Following up from ‘Little’, his searingly personal debut, couldn’t have been an easy task for Vic Chesnutt. Having come straight out of the gates with a singer/songwriter classic, mining the same creative vein may have risked stagnation. Wisely, Chesnutt decided to go in a new direction for 1992’s follow-up album ‘West Of Rome’; once again calling in Michael Stipe to produce. Where ‘Little’ was sparse and raw, ‘West Of Rome’ was intricate and deep; Chesnutt’s dramatically evocative vocals and melodic guitar now counterpointed by droning cello, deftly played drums and subtle usage of strings. Chesnutt’s songs, too, had changed; although his off-beat, deeply individual worldview was fully intact, the focus had moved away from vignettes on the lives of others (the primary – though certainly not sole – focus of his debut) towards more personal contemplations that were often humorous and sometimes undeniably surreal.
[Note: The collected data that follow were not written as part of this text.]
PR #295, opened 2025-02-05
feat: Use quota in volume size option

dmga44:
The following changes are proposed:
- introduce the option ```usequotainvolumesize``` to display the user specific quota instead of the storage total size. This option is also added to tweaks hidden file.
- introduce the option ```statfscachetimeout``` to tune the statfs output caching, it is disabled by default. This option is also added to tweaks hidden file.
- add a test to check the behavior of the option.
- a small refactor in sauna_client.h (a new option is added and it would be nice to pack it together).

### DIFF
--- a/src/mount/fuse/mount_config.cc
+++ b/src/mount/fuse/mount_config.cc
@@ -96,6 +96,7 @@ struct fuse_opt gSfsOptsStage2[] = {
 	SFS_OPT("limitglibcmallocarenas=%d", limitglibcmallocarenas, 0),
 	SFS_OPT("sfslognotificationarea=%d", lognotificationarea, 0),
 	SFS_OPT("sfsmessagesuppressionperiod=%u", messagesuppressionperiod, 0),
+	SFS_OPT("usequotainvolumesize=%d", usequotainvolumesize, 0),
 
 	SFS_OPT("enablefilelocks=%u", filelocks, 0),
 	SFS_OPT("nonempty", nonemptymount, 1),
@@ -244,6 +245,8 @@ void usage(const char *progname) {
 "    -o sfslognotificationarea=0|1  enable/disable logging to Linux notification area (default: %d)\n"
 "    -o sfsmessagesuppressionperiod=N  set period of message suppression in seconds for logging on "
 				"notification area (default: %u)\n"
+"    -o usequotainvolumesize=0|1  when set to 1, use the user and group specific quota hard "
+				"limit to calculate the volume size (default: %u)\n"
 "\n",
 		SaunaClient::FsInitParams::kDefaultCacheExpirationTime,
 		SaunaClient::FsInitParams::kDefaultReadaheadMaxWindowSize,
@@ -276,7 +279,8 @@ void usage(const char *progname) {
 		SaunaClient::FsInitParams::kDefaultSubfolder,
 		SaunaClient::FsInitParams::kDefaultLimitGlibcMallocArenas,
 		SaunaClient::FsInitParams::kDefaultLogNotificationArea,
-		SaunaClient::FsInitParams::kDefaultMessageSuppressionPeriod
+		SaunaClient::FsInitParams::kDefaultMessageSuppressionPeriod,
+		SaunaClient::FsInitParams::kDefaultUseQuotaInVolumeSize
 	);
 	printf(
 "CMODE can be set to:\n"
--- a/src/mount/fuse/mount_config.cc
+++ b/src/mount/fuse/mount_config.cc
@@ -96,6 +96,7 @@ struct fuse_opt gSfsOptsStage2[] = {
 	SFS_OPT("limitglibcmallocarenas=%d", limitglibcmallocarenas, 0),
 	SFS_OPT("sfslognotificationarea=%d", lognotificationarea, 0),
 	SFS_OPT("sfsmessagesuppressionperiod=%u", messagesuppressionperiod, 0),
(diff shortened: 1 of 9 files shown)


tests/test_suites/ShortSystemTests/test_use_quota_in_volume_size.sh
```diff
@@ -0,0 +1,35 @@
+# Test will only succeed if the available space is more than 1GiB
+#
+# To run this test you need to add the following lines to /etc/sudoers.d/saunafstest:
+#
+# saunafstest ALL = NOPASSWD: /usr/bin/tee /tmp/SaunaFS-autotests/mnt/sfs*
+#
+#
```
lgsilva3087: Consider adding this to the setup machine script.

src/mount/fuse/mount_config.cc
```diff
@@ -239,6 +240,8 @@ void usage(const char *progname) {
 "    -o limitglibcmallocarenas=N  limit glibc malloc arenas to given value - prevents "
 				"from using huge amount of virtual memory. Use it in constrained memory "
 				"environments (default: %u)\n"
+"    -o usequotainvolumesize=0|1  replace normal volume size with the space hard limit "
+				"of the user specific quota (if assigned) when set to 1 (default: %u)\n"
```
lgsilva3087: Consider:
when set to 1, use the user-specific quota hard limit as the volume size.

lgsilva3087: Does it consider quota for groups?

src/mount/sauna_client.cc
```diff
@@ -687,6 +688,34 @@ struct statvfs statfs(Context &ctx, Inode ino) {
 	}
 	(void)ino;
 	fs_statfs(&totalspace,&availspace,&trashspace,&reservedspace,&inodes);
+	if (gUseQuotaInVolumeSize) {
```
lgsilva3087, line 712: Applications can trigger a surprisingly high number of statfs (even bigger in Windows). Consider to cache the final quota value for a short time (1-5 seconds).

lgsilva3087 (approved):
Looks good, but please see my comments.

tests/test_suites/ShortSystemTests/test_use_quota_in_volume_size.sh
```diff
@@ -0,0 +1,35 @@
...
+CHUNKSERVERS=1 \
+	USE_RAMDISK=YES \
+	SFSEXPORTS_EXTRA_OPTIONS="allcanchangequota" \
+	MOUNT_EXTRA_CONFIG="usequotainvolumesize=1" \
+	setup_local_empty_saunafs info
+
+cd "${info[mount0]}"
+hard_limit=$((1024*1024*1024))
+initial_size=$(df --block-size=1 | grep "${info[mount0]}" | awk '{print $2}')
+[[ ${initial_size} -ne ${hard_limit} ]] && echo "OK: the available space is different than 1GiB"
```
rolysr: As this test is supposed to pass when available space is greater than 1GiB, then you can consider using `assert_greater_than` for better readability

rolysr (approved):
LGTM

tests/test_suites/ShortSystemTests/test_use_quota_in_volume_size.sh
dmga44: This was copied from another test, so it should be there (the ```tee``` line in sudoers.d).

src/mount/fuse/mount_config.cc
dmga44: Applied.

dmga44: I considered it, even coded the idea but the context coming from fuse layer passes a wrong ```gid```. Have no idea why.

src/mount/sauna_client.cc
dmga44: Well, I gave it some thought and the idea could be extended to the whole statfs output because the quota result (specially user's used space) could change at the same pace of the whole storage used space.

I have the cache for the whole statfs and an option to tune it, and also added it to the tweaks, so it could be activated in runtime.

tests/test_suites/ShortSystemTests/test_use_quota_in_volume_size.sh
dmga44: Applied.

tests/test_suites/ShortSystemTests/test_use_quota_in_volume_size.sh
lgsilva3087: In this case, we can remove the comments from the test.

src/mount/fuse/mount_config.cc
lgsilva3087: Please check about secondary groups. Specifically this constant kSecondaryGroupsBit.

src/mount/sauna_client.cc
lgsilva3087: Great.

tests/test_suites/ShortSystemTests/test_use_quota_in_volume_size.sh
dmga44: Removed.

src/mount/fuse/mount_config.cc
dmga44: Thanks.

I checked that only the main group of the user was the one affected, so I only asked for the main group.

PR #296, opened 2025-02-09
feat(mds,common): Start decoupling metadata backend

lgsilva3087:
The metadata persistency layer (or backend) is hard-coded to use only one way, mostly based on the metadata.sfs file. Implementing other backends (like a database) is extremely complex, due to the internal dependencies on this fixed format.

This commit starts a series of commits to decouple the metadata persistency layer from the unique current implementation. The goal is to make easy the implementation of new approaches.

The main changes of this specific commit are:
- Create the IMetadataBackend interface to provide the extension point.
- Create the MetadataBackendFile as concrete implementation, containing the current behavior.
- Remove the files filesystem_store.h and filesystem_store.cc from master (mostly moved to the new files).
- Remove the metadata.h and metadata.cc files from common, they were doing a job very specific to metadata servers.
- Update all modules to use the new gMetadataBackend instance (this will hold the concrete backend when available).

This change involves modifications in master, shadows, metaloggers and metarestore. Other commits will complement this one.


uristdwarf:
My current comment about this is that we should _probably_ get rid of the metalogger ifdefines, and instead have the metalogger code completely separate and not related to master at all.

I'm not sure exactly how to do this, but one way is to copy changelog.cc and masterconn.cc to metalogger and remove all the ifdefines in those files. This will result in duplicate code, but we can then try to de-duplicate this code into a library which both master and metalogger can be built with. The other idea is to rewrite metalogger.

Same thing with metarestore, we should strive to separate code that both master and metarestore use into specific libraries that both can use. This makes it easier to maintain both metarestore, metalogger and master all separately .

So IMO, the metalogger and metarestore preferably should not be part of the interface at all, unless we will have different changelogs for different metadata.

lgsilva3087:
> My current comment about this is that we should _probably_ get rid of the metalogger ifdefines, and instead have the metalogger code completely separate and not related to master at all.
> 
> I'm not sure exactly how to do this, but one way is to copy changelog.cc and masterconn.cc to metalogger and remove all the ifdefines in those files. This will result in duplicate code, but we can then try to de-duplicate this code into a library which both master and metalogger can be built with. The other idea is to rewrite metalogger.
> 
> Same thing with metarestore, we should strive to separate code that both master and metarestore use into specific libraries that both can use. This makes it easier to maintain both metarestore, metalogger and master all separately .
> 
> So IMO, the metalogger and metarestore preferably should not be part of the interface at all, unless we will have different changelogs for different metadata.

Hi Urmas, I was thinking the same, but it will be a step-by-step process. I am still identifying the pieces.

src/metalogger/init.h
```diff
@@ -24,13 +24,28 @@
 
 #include "common/run_tab.h"
 #include "master/masterconn.h"
+#include <master/metadata_backend_file.h>
```
dmga44: Though I think it looks better with the angulars, I thought the rule for this commit was to keep the quotes if were used before.

dmga44 (commented):
Great work! 👍 

I added a small comment.

antuan96314 (approved):
LGTM

src/metalogger/init.h
lgsilva3087: Thanks, done.

antuan96314 (approved):

dmga44 (approved):
LGTM.

PR #297, opened 2025-02-10
perf(uraft): Reduce CPU usage on non-leader nodes

ralcolea:
This commit ensures that periodic validation of floating IP status is performed only on the leader node, reducing CPU usage on non-leader nodes.


uristdwarf (approved):

lgsilva3087 (approved):
LGTM. Consider reducing the frequency for checking the floating IP.

PR #261, opened 2024-12-19
build: Remove debian packaging related scripts and files

uristdwarf:
These files are now located at https://github.com/leil-io/debian-package

PR #300, opened 2025-02-13
fix: Add permission to DATA_PATH set by package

It was an album simultaneously profound and strikingly funny – a trait that would define much of Chesnutt’s work going forward and from both an instrumental and lyrical perspective, ‘West Of Rome’ set the tone for the album’s immediate follow-ups.

The Pressing:

Although many of Chesnutt’s albums received short-run vinyl pressings upon original release, just as many didn’t and of all those albums not to initially receive a vinyl release it’s ‘West Of Rome’ that stands out the most – although it would be great to see his other CD only albums given a new lease of life on wax eventually. This 2017 New West Recordings version, then, is the only way to hear ‘West Of Rome’ on vinyl – but thankfully it’s such a great pressing that there’s no need for alternatives. Spread over two discs (both with a substantial heft behind them), it’s a pressing that sounds excellent not only because it’s well made and has very little surface noise but also because sides are just the right length – long enough that they’re not fleeting but short enough that there’s only a handful of tracks per side, a considerable plus for sound quality. They’re well made discs that sit flat on the platter and have no signs of factory handling.

This vinyl version is adapted from the 2004 CD release, which means that not only is the audio remastered – and excellently at that – but the album also includes a generous helping of great bonus tracks totalling some 25 minutes give or take. Not only do these tracks add a lot to the album and overall experience but they also mean that this set represents unequivocal value for money with a total of around 75 minutes of music. Remastering here is excellent, with the instruments having a clarity and liveliness to them and the mix being balanced and clear. The primary focus of Chesnutt’s music was always his lyricism and vocal delivery but ‘West Of Rome’ is one of his most musically illustrious albums and both this pressing and the remaster present the album’s instrumentation in fine form.

The Packaging:

As with the reissue of ‘Little’, presentation is very attractive on this reissue. Although the sleeve is non-gatefold, it is thick-spined and substantially made. The spine stands out on the shelf by way of an eye-catching yellow colouring that really looks great and fits the album’s colour scheme well. Those who prefer to store their records in bins and flip through them are covered too, as spine text is also printed on the top (and bottom) seams, a nice touch that hasn’t been commonly seen on LP sleeves since the early ’90s. Print quality is high here and the original art looks good expanded onto a record sleeve. Also included is a fold out insert featuring an alternative album cover, in addition to photos of Chesnutt and his band as well as lyrics to the full album – a worthy inclusion given what an erudite wordsmith Chesnutt was. Also included is a classy looking download code (redeemable both in MP3 and FLAC); where most DL codes have generic art or none at all, the card included here features the album art in miniature – a small touch, certainly, but one that does suggest a real attention to detail from New West Records.

Final Thoughts:

From both sound quality to presentation, this is a quality release and it’s fantastic to finally see ‘West Of Rome’ released on vinyl. This remastered version with bonus tracks is the definitive version of the album and having it on attractive, well made wax is a treat for fans.